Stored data
= Beginning of Section =
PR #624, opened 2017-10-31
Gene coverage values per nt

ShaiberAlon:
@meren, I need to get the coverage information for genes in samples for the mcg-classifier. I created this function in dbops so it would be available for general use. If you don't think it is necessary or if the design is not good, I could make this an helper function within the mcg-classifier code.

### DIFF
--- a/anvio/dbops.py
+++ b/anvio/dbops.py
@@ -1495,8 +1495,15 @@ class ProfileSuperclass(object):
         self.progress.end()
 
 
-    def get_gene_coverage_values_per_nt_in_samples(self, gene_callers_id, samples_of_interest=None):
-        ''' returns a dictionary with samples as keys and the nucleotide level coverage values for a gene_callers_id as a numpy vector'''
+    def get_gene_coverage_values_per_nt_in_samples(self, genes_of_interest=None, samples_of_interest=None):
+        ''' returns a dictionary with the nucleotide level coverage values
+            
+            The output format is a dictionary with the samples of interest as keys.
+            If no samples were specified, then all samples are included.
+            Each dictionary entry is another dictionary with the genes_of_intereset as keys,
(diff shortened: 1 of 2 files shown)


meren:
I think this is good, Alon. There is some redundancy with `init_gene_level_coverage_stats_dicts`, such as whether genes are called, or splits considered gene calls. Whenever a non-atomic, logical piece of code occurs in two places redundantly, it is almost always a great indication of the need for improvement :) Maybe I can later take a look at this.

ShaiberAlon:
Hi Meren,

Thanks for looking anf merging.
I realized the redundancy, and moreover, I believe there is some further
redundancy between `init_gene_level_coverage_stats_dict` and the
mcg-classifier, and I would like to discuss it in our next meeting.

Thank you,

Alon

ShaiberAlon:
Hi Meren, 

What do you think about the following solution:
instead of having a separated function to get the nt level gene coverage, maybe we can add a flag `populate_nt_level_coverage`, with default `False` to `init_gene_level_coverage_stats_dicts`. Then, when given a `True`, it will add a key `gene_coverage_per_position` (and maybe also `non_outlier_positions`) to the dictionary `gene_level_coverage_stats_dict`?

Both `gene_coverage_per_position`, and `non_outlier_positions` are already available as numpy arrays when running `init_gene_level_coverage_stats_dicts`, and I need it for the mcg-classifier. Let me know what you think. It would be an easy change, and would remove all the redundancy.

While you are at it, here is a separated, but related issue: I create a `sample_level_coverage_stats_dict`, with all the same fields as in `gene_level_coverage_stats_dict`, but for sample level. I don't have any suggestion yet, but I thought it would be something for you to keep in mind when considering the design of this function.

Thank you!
= End of Section =
* [Goal of the exercise] Every line above is to be duplicated exactly as shown.

* [Task response]
PR #624, opened 2017-10-31
Gene coverage values per nt

ShaiberAlon:
@meren, I need to get the coverage information for genes in samples for the mcg-classifier. I created this function in dbops so it would be available for general use. If you don't think it is necessary or if the design is not good, I could make this an helper function within the mcg-classifier code.

### DIFF
--- a/anvio/dbops.py
+++ b/anvio/dbops.py
@@ -1495,8 +1495,15 @@ class ProfileSuperclass(object):
         self.progress.end()
 
 
-    def get_gene_coverage_values_per_nt_in_samples(self, gene_callers_id, samples_of_interest=None):
-        ''' returns a dictionary with samples as keys and the nucleotide level coverage values for a gene_callers_id as a numpy vector'''
+    def get_gene_coverage_values_per_nt_in_samples(self, genes_of_interest=None, samples_of_interest=None):
+        ''' returns a dictionary with the nucleotide level coverage values
+            
+            The output format is a dictionary with the samples of interest as keys.
+            If no samples were specified, then all samples are included.
+            Each dictionary entry is another dictionary with the genes_of_intereset as keys,
(diff shortened: 1 of 2 files shown)


meren:
I think this is good, Alon. There is some redundancy with `init_gene_level_coverage_stats_dicts`, such as whether genes are called, or splits considered gene calls. Whenever a non-atomic, logical piece of code occurs in two places redundantly, it is almost always a great indication of the need for improvement :) Maybe I can later take a look at this.

ShaiberAlon:
Hi Meren,

Thanks for looking anf merging.
I realized the redundancy, and moreover, I believe there is some further
redundancy between `init_gene_level_coverage_stats_dict` and the
mcg-classifier, and I would like to discuss it in our next meeting.

Thank you,

Alon

ShaiberAlon:
Hi Meren, 

What do you think about the following solution:
instead of having a separated function to get the nt level gene coverage, maybe we can add a flag `populate_nt_level_coverage`, with default `False` to `init_gene_level_coverage_stats_dicts`. Then, when given a `True`, it will add a key `gene_coverage_per_position` (and maybe also `non_outlier_positions`) to the dictionary `gene_level_coverage_stats_dict`?

Both `gene_coverage_per_position`, and `non_outlier_positions` are already available as numpy arrays when running `init_gene_level_coverage_stats_dicts`, and I need it for the mcg-classifier. Let me know what you think. It would be an easy change, and would remove all the redundancy.

While you are at it, here is a separated, but related issue: I create a `sample_level_coverage_stats_dict`, with all the same fields as in `gene_level_coverage_stats_dict`, but for sample level. I don't have any suggestion yet, but I thought it would be something for you to keep in mind when considering the design of this function.

Thank you!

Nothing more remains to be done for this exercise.